Chance encounters…….
October 27, 2010

This week has been very slow. Being exam week, and the final week of the Rwandan academic year, heads and teachers are so tied up that school visits would be rather pointless. Although on Friday afternoon Nyabitare School have kindly invited me to their end of year ‘celebrations’ which will no doubt be an enjoyable occasion.    

As an interesting aside, Wellars, the head at Nyamateke  had told me that he would not be available as he would be at Nyarabuye Secondary School, all of this week, with his P6 students who have to sit their important external exams. He explained that for most this would entail a daily return cross-country trek, up hill and down dale, of up to 10km.  They will need to leave home at around 6.00 am to be sure of arriving by 8.00 am to register for a test which begins at 9.00 am.  

Somehow I can’t imagine Y6 pupils in the UK, or more to the point their parents, agreeing to such an exhausting schedule during SATs week!     

Most of my time this week has been spent preparing booklets and visual aids for three workshops I’ll be leading, during November: ‘Ten Steps to Creating an Effective Classroom’, ‘A Ten Step Guide to Lesson Planning’ and a ‘Classroom Observation Guide’ – maybe rudimentary stuff for teachers in the UK but essential ingredients of school improvement out here.   
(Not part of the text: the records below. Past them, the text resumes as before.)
PR #692, opened 2016-04-06
NMS-8198: Change Provisioning UI unsaved state indication

indigo423:
Remove bright table color and changed font color from white to black.

* JIRA: http://issues.opennms.org/browse/NMS-8198
* Bamboo: http://bamboo.internal.opennms.com:8085/browse/OPENNMS-ONMS597


j-white:
I'll save this one for @agalue

agalue:
Looks ok to me. I mean, the change is not designed for the Requisitions UI, it is designed for anything on the OpenNMS UI that uses Bootstrap and the "danger" class for coloring things.

I'm not aware of other OpenNMS parts that are using that class, so I would say .... "Ship it!"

Technology at the District Office is not the most reliable but this morning I took a chance and went along to print off and photocopy my workshop materials only to find paper was in very short supply. As I was going to need quite a large amount I went in search of some. I didn’t hold out much hope given that shopping in Nyakarambi is a bit of a lottery.

It is not always easy to tell what is sold in any given outlet from the often misleading signs they display but once within their dark interiors many of them turn out to be, what you might call, ‘general stores’ stocking an often random selection of goods.

As luck would have it I bumped into a Victor, a secondary school English teacher, I had been introduced to some time ago. Having gone through the whole hand shaking greetings ritual, which is so important here, I explained my quest and he immediately led me off to an unprepossessing looking shop where, sure enough, three reams of photocopying paper sat on the shelf along side a tins of sardines and packets of Nice biscuits – two very popular luxury items in these parts!   

The next hurdle, as always, was negotiating an acceptable price. 3000 RWF suddenly became 3,200 when the lady in the shop saw she was dealing with a muzungu but having, to my surprise, located such a rare commodity as photocopying paper I wasn’t about to haggle over 20 pence!

With mission accomplished I was by now feeling a bit peckish and set off up the high street to Auberge Ikirezi. The mainly French-speaking staff here are always very friendly and it has a pleasant open courtyard to the rear. More importantly I have recently discovered this is the only place in Nyakarambi where I can get a proper cup of icyayi, hence I’ve become a bit of a regular.  For the princely sum of 600 RWF (60p) they provide a china mug, two tea bags, a thermos of hot water and amandazi (a local type of doughnut).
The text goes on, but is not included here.